- _What the task requires_
Transcription should be exact. Include all entries.

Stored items
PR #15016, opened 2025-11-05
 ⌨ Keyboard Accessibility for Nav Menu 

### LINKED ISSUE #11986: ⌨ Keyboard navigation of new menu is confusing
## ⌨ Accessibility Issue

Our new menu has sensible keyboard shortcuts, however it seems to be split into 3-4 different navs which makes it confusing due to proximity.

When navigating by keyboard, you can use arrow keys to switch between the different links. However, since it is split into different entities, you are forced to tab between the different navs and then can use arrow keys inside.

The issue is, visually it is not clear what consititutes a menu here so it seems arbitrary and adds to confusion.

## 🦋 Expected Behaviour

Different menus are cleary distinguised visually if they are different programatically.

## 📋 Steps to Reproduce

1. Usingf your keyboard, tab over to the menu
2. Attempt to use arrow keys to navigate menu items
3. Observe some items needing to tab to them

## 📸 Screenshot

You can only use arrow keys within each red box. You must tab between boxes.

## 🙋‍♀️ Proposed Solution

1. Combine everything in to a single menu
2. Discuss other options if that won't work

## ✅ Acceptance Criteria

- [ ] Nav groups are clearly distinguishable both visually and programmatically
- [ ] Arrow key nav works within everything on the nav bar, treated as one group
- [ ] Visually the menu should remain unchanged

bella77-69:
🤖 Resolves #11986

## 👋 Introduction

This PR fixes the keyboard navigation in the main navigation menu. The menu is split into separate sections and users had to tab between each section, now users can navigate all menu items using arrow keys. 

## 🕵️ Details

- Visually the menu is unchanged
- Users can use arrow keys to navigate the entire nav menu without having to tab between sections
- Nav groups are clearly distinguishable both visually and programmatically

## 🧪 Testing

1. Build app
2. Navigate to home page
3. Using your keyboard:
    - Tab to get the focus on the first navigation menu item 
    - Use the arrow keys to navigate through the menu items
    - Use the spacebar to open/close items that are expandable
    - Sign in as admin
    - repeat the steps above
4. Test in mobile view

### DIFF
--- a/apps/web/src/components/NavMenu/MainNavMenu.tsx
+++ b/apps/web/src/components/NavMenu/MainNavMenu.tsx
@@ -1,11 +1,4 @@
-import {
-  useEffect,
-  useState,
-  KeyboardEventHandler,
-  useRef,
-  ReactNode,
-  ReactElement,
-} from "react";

- _The answer_
PR #15016, opened 2025-11-05
 ⌨ Keyboard Accessibility for Nav Menu 

### LINKED ISSUE #11986: ⌨ Keyboard navigation of new menu is confusing
## ⌨ Accessibility Issue

Our new menu has sensible keyboard shortcuts, however it seems to be split into 3-4 different navs which makes it confusing due to proximity.

When navigating by keyboard, you can use arrow keys to switch between the different links. However, since it is split into different entities, you are forced to tab between the different navs and then can use arrow keys inside.

The issue is, visually it is not clear what consititutes a menu here so it seems arbitrary and adds to confusion.

## 🦋 Expected Behaviour

Different menus are cleary distinguised visually if they are different programatically.

## 📋 Steps to Reproduce

1. Usingf your keyboard, tab over to the menu
2. Attempt to use arrow keys to navigate menu items
3. Observe some items needing to tab to them

## 📸 Screenshot

You can only use arrow keys within each red box. You must tab between boxes.

## 🙋‍♀️ Proposed Solution

1. Combine everything in to a single menu
2. Discuss other options if that won't work

## ✅ Acceptance Criteria

- [ ] Nav groups are clearly distinguishable both visually and programmatically
- [ ] Arrow key nav works within everything on the nav bar, treated as one group
- [ ] Visually the menu should remain unchanged

bella77-69:
🤖 Resolves #11986

## 👋 Introduction

This PR fixes the keyboard navigation in the main navigation menu. The menu is split into separate sections and users had to tab between each section, now users can navigate all menu items using arrow keys. 

## 🕵️ Details

- Visually the menu is unchanged
- Users can use arrow keys to navigate the entire nav menu without having to tab between sections
- Nav groups are clearly distinguishable both visually and programmatically

## 🧪 Testing

1. Build app
2. Navigate to home page
3. Using your keyboard:
    - Tab to get the focus on the first navigation menu item 
    - Use the arrow keys to navigate through the menu items
    - Use the spacebar to open/close items that are expandable
    - Sign in as admin
    - repeat the steps above
4. Test in mobile view

### DIFF
--- a/apps/web/src/components/NavMenu/MainNavMenu.tsx
+++ b/apps/web/src/components/NavMenu/MainNavMenu.tsx
@@ -1,11 +1,4 @@
-import {
-  useEffect,
-  useState,
-  KeyboardEventHandler,
-  useRef,
-  ReactNode,
-  ReactElement,
-} from "react";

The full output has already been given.